The stresses on JFK and his Soviet counterpart must have been enormous beyond description.  I wonder how Donald Trump would handle such stress. Would he have handled the Taiwan incident as Eisenhower did? How would Trump have dealt with Khrushchev?  Would he have done Curtis LeMay’s bidding and cut off the “bear’s” testicles? During the presidencies of Truman, Eisenhower and Kennedy the general feeling among the military chiefs was that their presidents were weak. How would Donald Trump, as egotistical and thin skinned as he is, react if he were aware that his military commanders considered him weak?

This is a man who refuses to accept facts that belie his own grandiose vision of himself.  He is a small man; a man with a giant ego and a misguided moral compass.  A man who lashes out at the smallest slight that other President’s and world leaders have learned are all a part of the job.  He is a man who is apparently led by a virulent nationalistic, megalomaniac in Steve Bannon. 
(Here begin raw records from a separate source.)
PR #1890, opened 2021-07-07
Create AvailableToSend component for FT send flow

Patrick1904:

Changes:
1. Create `AvailableToSend.js` accordion style breakdown component

Screen Shot 2021-07-07 at 6 22 07 PM
Screen Shot 2021-07-07 at 6 22 17 PM


src/components/send/components/AvailableToSend.js
```diff
@@ -0,0 +1,44 @@
+import React, { useState } from 'react';
+
+import classNames from '../../../utils/classNames';
+import Accordion from '../../common/Accordion';
+import AccordionTrigger from './AccordionTrigger';
+import Breakdown from './Breakdown.css';
+import Amount from './entry_types/Amount';
+
+const translate = (type) => `sendV2.availableToSend.${type}`;
```
MaximusHaximus, line 9: What do you think about making this a bit more descriptive about what it's doing?

e.g. something like ```const prefixAvailableToSendId = (key) => `sendV2.availableToSend.${type}`;```

src/components/send/components/Breakdown.css.js
```diff
@@ -0,0 +1,29 @@
+import styled from 'styled-components';
```
MaximusHaximus, line 1: Not a blocker, but something to consider:

If we're only going to use this with `AvailableToSend.js`, it'd be nice to get `AvailableToSend` into a directory with this css file co-located with it, especially since there's nothing about the filename to indicate that it is part of (and only part of) the `AvailableToSend` component...

If we do intend to re-use it in multiple components, I wonder if it belongs in an e.g. `css` or similarly named directory rather than co-located with actual react components for clarity that this is a styled div, but not an actual react component...

src/components/send/components/entry_types/Amount.js
```diff
@@ -18,12 +19,14 @@ const RawAmount = ({ symbol, amount, decimals }) => {
     }
 };
 
-const Amount = ({ symbol, amount, decimals, translate, withInfo }) => {
+const Amount = ({ symbol, amount, decimals, translate, infoTranslate }) => {
     /* TODO: Handle long amounts */
-    /* TODO: Add 'withInfo' tooltip */
     return (
         <StyledContainer>
             <Translate id={translate} />
```
MaximusHaximus, line 26: See above comment re: naming these props more specifically :)

MaximusHaximus (changes requested):
Just a few small things added in-line 💖  -- This stuff is looking great :+1:

MaximusHaximus (approved):
:+1: legit, this is looking awesome.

And Donald Trump is a man with a puny world view – dwarfed by any President since George Washington (and yes I’m including George W. Bush in there).  Donald Trump views world politics as a real estate deal.  He has no experience in running a government but that doesn’t matter to him, his stooges or his supporters because they all believe that America can be run like a business.  But in business you can bluff and bluster and any resulting damage might mean a bankruptcy and some dissolved 401Ks.  In a nuclear world, bluff and bluster could barbecue the Earth.  And as despicable and ruthless as Vladimir Putin is, I have to believe that the man has a coherent knowledge of geopolitics and an appreciation for the dangers of nuclear weapons.

The problem with Donald Trump and America as a whole is that 55 years have passed since the Cuban Missile Crisis.  Only the baby boomers are left to remember.  The whole notion of a nuclear holocaust seems as distant as black and white televisions and rotary phones.  Maybe what we need as a wakeup call are a few nuclear tests to remind the world just how destructive they can be (and that was said in dark jest).

Donald Trump’s seems to have a shocking lack of appreciation of his massive responsibility.  A chilling exchange between Chris Mathews and Trump included the following:
MATTHEWS:  “OK. The trouble is, when you said that, the whole world heard it. David Cameron in Britain heard it. The Japanese, where we bombed them in 45, heard it. They`re hearing a guy running for president of the United States talking of maybe using nuclear weapons. Nobody wants to hear that about an American president.”
TRUMP:  “Then why are we making them? Why do we make them?”

A few days ago Donald Trump essentially called for a new arms race.  It isn’t enough that as of 2017 the nuclear arsenal of The United States will be at around 1300 warheads (Russia will be at about 1800). These figures don’t include stockpiled or retired warhead.  Donald Trump’s mindset, his whole reason for existing is that he has to be number one.  My sense is that Donald Trump’s ego loves the fact that the “nuclear football” follows him around.  It probably gives him a hard on.  No other businessman, no politician, no mogul, no world class athlete; no other American wields that enormous power and Trump thrives on enormous and he thrives on power. 

 And so Trump is apparently set on being number one in the nuclear game.  I lived through the last nuclear arms race.  I lived it as a kid in the shadow of San Francisco, a metropolitan area that was, and I’m certain still is, on the nuclear target list.  I certainly don’t want to live through another -especially when America’s driver in the race is as unstable as the current President of the United States.